VITROS 5600 Integrated System Refurbished-Software V3.3.2 & below Product Code: 6802915 For use in the in vitro quantitative, semi-quantitative, and qualitative measurement of a variety of analytes of clinical interest, using VITROS Immunodiagnostic Products Reagents
This recall has been terminated (originally issued February 20, 2019).
- Company
- Ortho-Clinical Diagnostics
- Recall Initiated
- February 20, 2019
- Terminated
- September 15, 2021
- Recall Number
- Z-1288-2019
- Quantity
- 4 units
- Firm Location
- Rochester, NY
- Official Source
- View on FDA website ↗
Reason for Recall
Luminometer Malfunction May Cause Inability to Process MicroWell Assays on VITROS Systems
Distribution
Worldwide Distribution: US (Nationwide) and countries of: Australia, Belgium, Brazil, Canada, Chile, China, Colombia, Denmark, France, Germany, India, Italy, Japan, Mexico, Norway, Poland, Portugal, Russia, Singapore, Spain, Sweden,The Netherlands, and United Kingdom.
Lot / Code Info
Serial Numbers: Affects systems that had the Luminometer replaced during a service-repair UDI: 10758750007110
Root Cause
Software design
Action Taken
Ortho Clinical Diagnostics (Ortho) issued an "URGENT PRODUCT CORRECTION NOTIFICATION" , a customer letter (Ref. CL2019-052) dated 21 February 2019 via FedEx overnight courier and/or US Postal Service Priority Mail (for PO Boxes only) to customers who were shipped affected VITROS Systems/or whose VITROS System has a luminometer parts replacement.

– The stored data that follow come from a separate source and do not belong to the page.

PR #109, opened 2026-04-22
Live score

EmilJiang:
First attempt, still need to test

### DIFF
--- a/app/src/main/java/com/cornellappdev/score/model/Game.kt
+++ b/app/src/main/java/com/cornellappdev/score/model/Game.kt
@@ -302,6 +302,38 @@ fun GameDetailsGame.toGameCardData(): DetailsCardData {
     )
 }
 
+/**
+ * Merges a live socket update into the current DetailsCardData.
+ * Null fields in [update] leave existing values unchanged.
+ */
+fun DetailsCardData.applySocketUpdate(update: SocketGameUpdateData): DetailsCardData {
+    val newScoreBreakdown = update.scoreBreakdown ?: scoreBreakdown
+    val newGameData = if (update.scoreBreakdown != null) {
+        toGameData(
+            scoreBreakdown = newScoreBreakdown,
+            team1 = TeamBoxScore("Cornell"),
+            team2 = TeamBoxScore(opponent),
+            sport = sport
+        )
+    } else gameData
+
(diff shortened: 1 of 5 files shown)


caleb-bit:
@coderabbitai review

app/src/main/java/com/cornellappdev/score/model/SocketModels.kt
```diff
@@ -0,0 +1,37 @@
...
+    val time: String? = null,
+    val description: String? = null,
+    val scorer: String? = null,
+    val assist: String? = null,
+    val scoreBy: String? = null,
+    val corScore: Int? = null,
+    val oppScore: Int? = null
+)
+
+fun SocketBoxScoreEntry.toGameDetailsBoxScore() = GameDetailsBoxScore(
```
caleb-bit: Is there a reason we need to make the same class? Why not just make `GameDetailsBoxScore` serializable? If there is a semantic reason that's fine

app/src/main/java/com/cornellappdev/score/model/Game.kt
```diff
@@ -304,7 +305,41 @@ fun GameDetailsGame.toGameCardData(): DetailsCardData {
...
+/**
+ * Merges a live socket update into the current DetailsCardData.
+ * Null fields in [update] leave existing values unchanged.
+ */
+fun DetailsCardData.applySocketUpdate(update: SocketGameUpdateData): DetailsCardData {
+    val newScoreBreakdown = update.scoreBreakdown ?: scoreBreakdown
+    val newGameData = if (update.scoreBreakdown != null) {
+        toGameData(
+            scoreBreakdown = newScoreBreakdown,
+            team1 = TeamBoxScore("Cornell"),
```
caleb-bit: We should have a constant for `"Cornell"`.

caleb-bit (commented):
Looks good overall, just left some nits/questions.

app/src/main/java/com/cornellappdev/score/model/Game.kt
EmilJiang: good point

app/src/main/java/com/cornellappdev/score/model/SocketModels.kt
EmilJiang: done

PR #774, opened 2018-09-20
Localization report util function tests and jsdocs - #527

jlangevin:
This is a first stab at jsdocs.  Feedback welcome.  Once I have a better feel for the docs I'll add them to the localization report along with tests.

I also added two tests to cover missing cases for getKeyPathsArray().


src/test/utils/objectKeyPaths.test.js
```diff
@@ -30,6 +34,25 @@ describe('getKeyPathsArray()', () => {
       ],
     ]);
   });
+
+  test('prop w/ version should have version removed when stripVersions flag is set', () => {
```
knod: Not a blocker, but does this test that '_v' followed by non-digits or periods don't get stripped?

jlangevin:
@knod,  You raise an interesting point.  So getKeyPathsArray() is assuming we've standardized key names in camelCase_v{#.#}.  So I'm doing a simple key.split('_')[ 0 ] to separate the key name from it's version.  However, I just played around and could switch to using regex.  The following would only treat it as a version num if the key ended with _v{#.#}.  See a few comments in the matches output below.
```
const reg = /(.+)(?:_v(?:\d+\.*?\d*?))$|(.+)/;
const keys = [
  'foo',
  'foo_v',
  'foo_v1',
  'foo_v1.',
  'foo_v1.2',
  'foo_v12.34',
  'foo_v1.2lkjfsd',
  'foo_v1.2_lkjfsd',
  'foo_somethingElse',
  'foo_something_else',
  'foo_something_else_v',
  'foo_something_else_v1',
  'foo_something_else_v1.',
  'foo_something_else_v1.2',
  'foo_something_else_v12.32',
];
keys.forEach((key) => {
  let matches = reg.exec(key);
  let match = matches[ 1 ] || matches[ 2 ];
  console.log(key, match);
});

/*
**** Matches output ****
foo                       foo
foo_v                     foo_v
foo_v1                    foo
foo_v1.                   foo <== perhaps this should not be allowed?
foo_v1.2                  foo
foo_v12.34                foo
foo_v1.2lkjfsd            foo_v1.2lkjfsd <== perhaps something like key_1.0a should be allowed?
foo_v1.2_lkjfsd           foo_v1.2_lkjfsd
foo_somethingElse         foo_somethingElse
foo_something_else        foo_something_else
foo_something_else_v      foo_something_else_v
foo_something_else_v1     foo_something_else
foo_something_else_v1.    foo_something_else <== perhaps this should not be allowed?
foo_something_else_v1.2   foo_something_else
foo_something_else_v12.32 foo_something_else
*/
```

knod:
I suggest disallowing all those, but allowing things like `foo_value` (which you already do, but which isn't an example). I'm not sure anything with a decimal should be allowed.

knod:
Again, though, I don't think that should be blocking things. Is there any other reason to keep this at WIP status?

knod:
Hmm, maybe just count `_v\d+$` - no no alphabetical letters allowed.

knod:
That is, if someone did `foo_v1a` then that doesn't have a version number and you shouldn't treat it as if it does.

PR #775, opened 2018-09-21
Put redirect files into dir and copy them all after building

ethanbb:
This allows having a separate `redirect.css` and `redirect.js` for example, or something more complicated. Since putting everything inline in one file probably isn't great style, and there's already a `redirect.css`. Everything in the `redirect` top-level directory now gets copied into `build` after the main app is built.


knod:
Hmm, is there a reason netlify doesn't automatically trigger a redirect?

ethanbb:
@knod Yeah, currently the redirecting parts of the redirect page have been commented out by the recent merge.

knod:
Ah, it's confusing because it just happens on deployed versions.

knod:
Feel free to merge!

PR #779, opened 2018-09-21
Removes last minor version numbers from en.js

knod:


knod:
Will do! Though not here.

PR #783, opened 2018-09-22
Inline style Refactoring

dylanesque:
-Refactored inline styles out of PageContent.js and AboutContent.js pages

-Corrected mistake from earlier PR where inline styles were not removed from Header.js file.


src/components/Header.js
```diff
@@ -10,7 +10,6 @@ class Header extends React.Component {
       <Segment className="header_segment"
         inverted
         textAlign='center'
```
knod: Not sure it's a blocking change, but it might be worth checking if this kind of stuff could be abstracted too. Not sure if it does something complicated css-wise in semantic-ui-react.

src/components/AboutContent.js
```diff
@@ -10,9 +10,8 @@ const AboutContent = function ({ snippets }) {
   return (
     <div>
 
-      <Header
+      <Header className="ac-header"
         as='h1'
-        style={{ fontSize: '4em' }}>
```
knod: You've gotten rid of the closing angle bracket here, which is probably why the build is failing.

dylanesque: Good catch, just fixed that

src/components/Header.js
dylanesque: Good point, I was wondering the same thing myself. I'll have a look at the semantic-ui docs tomorrow and experiment, see if this can also be ported over the the stylesheet, Most of it seems pretty common sense.

dylanesque:
Ok, this conflict should be resolved now

Issue #784, opened 2018-09-22
Abstract benefit calculations so all chart things are getting them the same way


knod:

ethanbb:
When looking through PR #785, I had some misgivings about the way we're reusing the `future` client object for each hypothetical income when constructing the stacked area or line graph. I'll summarize what @knod and I were talking about here.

The customers were notified of the issue and instructed to notify Ortho upon experiencing the issue described: -Avoid performing a shutdown/restart on your systems unless directed by an Ortho representative or prompted by condition code help text. -If you shutdown/restart and encounter any of the above Luminometer condition codes and are unable to process MicroWell assays, immediately contact the Ortho Care" Technical Solutions Center for service to your system. -Complete the enclosed Confirmation of Receipt form no later than March 1, 2019 by Fax: 1.888.557.3759 or 1.585.453.4110 or e-Mail Address: RA-OCDUS-CONFIRMAD@ORTHOCLINICALDIAGNOSTICS.COM. -Please forward this notification if the product was distributed outside of your facility. Foreign affiliates were informed by email on 21 February 2019 of the issue and instructed to notify affected consignees of the issue and appropriate actions to take. Questions contact Ortho Care" Technical Solutions Center at 1-800-421-3311.